→ MATERIAL PROVIDED
PR #7776, opened 2021-03-24
Add more token tests

chliangGoogle:
Move the following token class tests from IID to Messaging
TokenInfo
TokenOperation
TokenStore
Utilities
#no-changelog


chliangGoogle:
@paulb777 I think chen/fm-master is corrupted, and chen/token-add-test has the right latest version of code.

chliangGoogle:
Looks like github UI now reflected that it's fixed by itself magically.

FirebaseMessaging/Tests/UnitTests/FIRMessagingTokenInfoTest.m
```diff
@@ -0,0 +1,199 @@
...
+  [[NSUserDefaults standardUserDefaults] setObject:FIRMessagingCurrentLocale()
+                                            forKey:kFIRMessagingInstanceIDUserDefaultsKeyLocale];
+}
+
+- (void)tearDown {
+  [self.mockOptions stopMocking];
+  [super tearDown];
+}
+
+- (void)testTokenInfoCreationWithInvalidArchive {
```
maksymmalyhin, line 75: I'm not sure what we are actually testing by this test? Looks like only behaviour of deprecated `[NSKeyedUnarchiver unarchiveObjectWithData:badData]` method. I would consider removing it.

FirebaseMessaging/Tests/UnitTests/FIRMessagingTokenInfoTest.m
```diff
@@ -0,0 +1,199 @@
...
+  XCTAssertNil(info);
+}
+
+// Test that archiving a FIRMessagingTokenInfo object and restoring it from the archive
+// yields the same values for all the fields.
+- (void)testTokenInfoEncodingAndDecoding {
+  FIRMessagingTokenInfo *info = self.validTokenInfo;
+#pragma clang diagnostic push
+#pragma clang diagnostic ignored "-Wdeprecated-declarations"
+  NSData *archive = [NSKeyedArchiver archivedDataWithRootObject:info];
```
maksymmalyhin, line 95: optional: I would suggest using [GULSecureCoding](https://github.com/google/GoogleUtilities/blob/1e0f385577a122bd935881cdcb24dbd1aa642663/GoogleUtilities/Environment/Public/GoogleUtilities/GULSecureCoding.h#L28) to avoid using deprecated API when unnecessary (here and at similar places).

maksymmalyhin (approved):
LGTM on CI green, but I didn't review all the tests in too much details assuming that these are mostly existing tests moved to FCM. Please let me know if you need more detailed review for some part of the changes.

paulb777 (approved):

FirebaseMessaging/Tests/UnitTests/FIRMessagingTokenInfoTest.m
chliangGoogle: Done.

FirebaseMessaging/Tests/UnitTests/FIRMessagingTokenInfoTest.m
chliangGoogle: that's on my todo list next because we did introduce the NSCoding from IID to Messaging that we should migrate to NSSecureCoding.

→ EXERCISE PROMPT
The answer should be one number: how many lines in the data contain the word "approved".

→ ANSWER TO THIS PROBLEM
2